- **What you are asked to do**: Your answer should be one number: how many lines of the data include the string "libmongoc"?

[Saved data entries]
= = = = = = =

PR #665, opened 2019-10-14
feat: install previous version of preset if the target one is not available

zamotany:
#663


e2e/react_native_0_61x/__tests__/init.test.ts
```diff
@@ -0,0 +1,60 @@
...
+  cleanup(path.join(TEST_PROJECT_DIR, '..'));
+  mkdirp.sync(path.join(TEST_PROJECT_DIR, '..'));
+});
+afterEach(() => cleanup(path.join(TEST_PROJECT_DIR, '..')));
+
+test('init command on a fresh react-native 0.61 project', done => {
+  run(`${yarnCommand} init -y`, path.join(TEST_PROJECT_DIR, '..'));
+  run(`${yarnCommand} add react-native-cli`, path.join(TEST_PROJECT_DIR, '..'));
+  run(
+    `${yarnCommand} react-native init testapp --version 0.61.0`,
```
thymikee: We advise using `npx` now, which uses new `init`. So essentially a single command, without yarn init, would suffice:
```
npx react-native init testapp --version 0.61.0
```

packages/haul-cli/src/commands/init.ts
```diff
@@ -307,11 +309,36 @@ async function addHaulScript(progress: Ora, cwd: string): Promise<string> {
...
+  // Stop searching on 0.59 - there's no preset below 0.59.
+  if (targetHaulPreset.includes('0.59')) {
+    return targetHaulPreset;
+  }
+
+  try {
+    await npmFetch(targetHaulPreset);
+    return targetHaulPreset;
+  } catch (error) {
+    if (error.statusCode === 404) {
```
thymikee: I think it would be nice to log a message about falling back to previous preset, wdyt?

PR #551, opened 2018-01-08
Drop SafeLocal adapter

NiR-:
Even if this adapter provides quite useful feature, it does not fit well in the ongoing design overhaul.

It would be better to have a dedicated "Path transformer" concept so base64 transformation could be generalized to other adapters. For instance, it would also make possible to plug (custom) shard logic to any adapter.

Eventually, we have to deprecate this adapter in the 0.x branch, but only when we have something to supersede it.


nicolasmure:
Can you also indicate in the [1.0 project](https://github.com/KnpLabs/Gaufrette/projects) that this adapter has to be superseded please ?

NiR-:
Oh right, I did not thought about project notes. I don't create any issue for now because I'm not even sure where this feature should live in (either here or in the extras package).

PR #547, opened 2018-01-05
[1.x] Drop support of PHP 5.6

NiR-:
Related to #497.

PR #552, opened 2018-01-12
[1.x] bump to php7.0

nicolasmure:
related to #547


nicolasmure:
I had to enable the `ftp` extension as it is [not enabled by default on windows for php 7](https://stackoverflow.com/questions/36694483/php-7-0-5-use-of-undefined-constant-ftp-binary-assumed-ftp-binary). The other diff lines are due to extension names sort.

PR #566, opened 2018-04-18
Add PutObjectAcl in the required permission

tristanbes:
Without this permission, the application can't create a media in the bucket.


nicolasmure:
Thank you @tristanbes !

PR #570, opened 2018-04-25
docs fix

jakob-stoeck:
`AwsS3PresignedUrlResolver` was once incorrectly written as `AwsS3PresignedResolver`, it also needs 4 parameters. Switched example to `AwsS3PublicUrlResolver`.


nicolasmure:
Good catch @jakob-stoeck !

Issue #575, opened 2018-08-30
FilesystemMap::set should use Filesystem interface instead of concrete implementation


clement-michelet:
The filesystem map depends on concrete implementation instead of interface.
Because of that, It is not possible to use another filesystem implementation like Resolvable filesystem.

PR #576, opened 2018-08-30
FilesystemMap::set() should expects FilesystemInterface instead of Filesystem

clement-michelet:
Fix: #575


nicolasmure:
Thank you @clement-michelet :+1: !

PR #580, opened 2018-09-07
[RFR] fix docker setup for dev env

nicolasmure:
I was not able to build the images from the current docker setup :
```
/tmp/pear/temp/mongodb/src/libmongoc/src/mongoc/mongoc-stream-tls-openssl-bio.c:71:1: error: static declaration of 'BIO_set_init' follows non-static declaration
 BIO_set_init (BIO *b, int init)
 ^~~~~~~~~~~~
In file included from /tmp/pear/temp/mongodb/src/libmongoc/src/mongoc/mongoc-stream-tls-openssl-bio-private.h:27:0,
                 from /tmp/pear/temp/mongodb/src/libmongoc/src/mongoc/mongoc-stream-tls-openssl-bio.c:31:
/usr/include/openssl/bio.h:610:7: note: previous declaration of 'BIO_set_init' was here
 void  BIO_set_init(BIO *a, int init);
       ^~~~~~~~~~~~
make: *** [Makefile:503: src/libmongoc/src/mongoc/mongoc-stream-tls-openssl-bio.lo] Error 1
ERROR: `make' failed
ERROR: Service 'php71' failed to build: The command '/bin/sh -c set -xe     && apk add --no-cache --virtual .build-deps         $PHPIZE_DEPS         libssh2-dev         zlib-dev     && docker-php-ext-install         zip     && pecl install         mongodb-${MONGODB_VERSION}         ssh2-${SSH2_VERSION}     && docker-php-ext-enable --ini-name 05-opcache.ini opcache     && docker-php-ext-enable         mongodb         ssh2     && apk del .build-deps' returned a non-zero code: 1
```
so I rewrote the docker setup for dev env.

The main change with the previous setup is that the dependencies are not installed in the image any more, but directly on the host machine as the whole project is mounted on `/app` in the container (see the `docker-compose.yml` file). Doing so, it's easier to look at the source code of vendors with your text editor.

The drawback is that it's not as easy as before to switch from a php version to another (and so to launch the tests on various php versions). There's an instruction in the `README` which explains how to switch between php versions. But afterall, I'm not sure that it's gonna be a widely encountered use case, and the various php versions are covered by the CI test matrix anyway.

Let me know if you agree.

## TODO

- [x] rebase the fixup commits


nicolasmure:
@NiR- I updated this PR for the php7.1 bump. However, the php 7.3 image fails to build as the [ssh2 extension is not available for php 7.3 yet](https://serverpilot.io/docs/how-to-install-the-php-ssh2-extension).

docker/php/Dockerfile
```diff
@@ -0,0 +1,107 @@
...
+RUN apk add --no-cache \
+        autoconf \
+        g++\
+        git \
+        make \
+        zlib-dev \
+    && pecl install \
+        mongodb \
+    && apk add --no-cache \
+        libssh2-dev \
```
NiR-: Why don't you merge this `apk add` with the previous?

docker/php/Dockerfile
```diff
@@ -0,0 +1,107 @@
...
+    && pecl install \
+        ssh2-1.1.2
```
NiR-: Same here

docker/php/Dockerfile
```diff
@@ -0,0 +1,107 @@
...
+
+RUN docker-php-ext-install \
+        zip \
+    && docker-php-ext-enable \
+        mongodb \
+        ssh2 \
+        zip
```
NiR-: iirc no need to enable an extension installed with `docker-php-ext-install` :wink:

PR #582, opened 2018-09-13
Fix directory deletion

athos7933:
Next to this PR #526


athos7933:
@NiR- @nicolasmure  i rebase my PR

src/Gaufrette/Adapter/Local.php
```diff
@@ -2,6 +2,7 @@
 
 namespace Gaufrette\Adapter;
 
+use Gaufrette\Functional\LocalDirectoryDeletor;
```
nicolasmure: This class is defined under the `Gaufrette\Functional` namespace, which is used for the [tests](https://github.com/KnpLabs/Gaufrette/blob/39b4e3d2ac7c50574d0f9b501342576a8236bc54/tests/Gaufrette/Functional/LocalDirectoryDeletor.php). Maybe you could move this function into the `Local` adapter itself and then use it in this class (and also update the tests to use the moved function).

athos7933:
@NiR- @nicolasmure Any news ?

src/Gaufrette/Adapter/Local.php
```diff
@@ -309,4 +315,29 @@ protected function createDirectory($directory)
             throw new \RuntimeException(sprintf('The directory \'%s\' could not be created.', $directory));
         }
     }
+
+    public static function deleteDirectory($directory)
```
NiR-: This method should be private and tests should use the filesystem to delete their base directory.

athos7933: Sorry but i can't remove static. In tests i can't use the method `$this->filesystem->delete($this->directory)` because the filesystem checks file with this method `assertHasFile`and not working with directory.

athos7933:
@NiR- @nicolasmure Any news ?

nicolasmure:
I cherry picked the commit and applied the changes in #610 .

Thank you @athos7933 !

= = = = = = =

- **Result of this task**: 4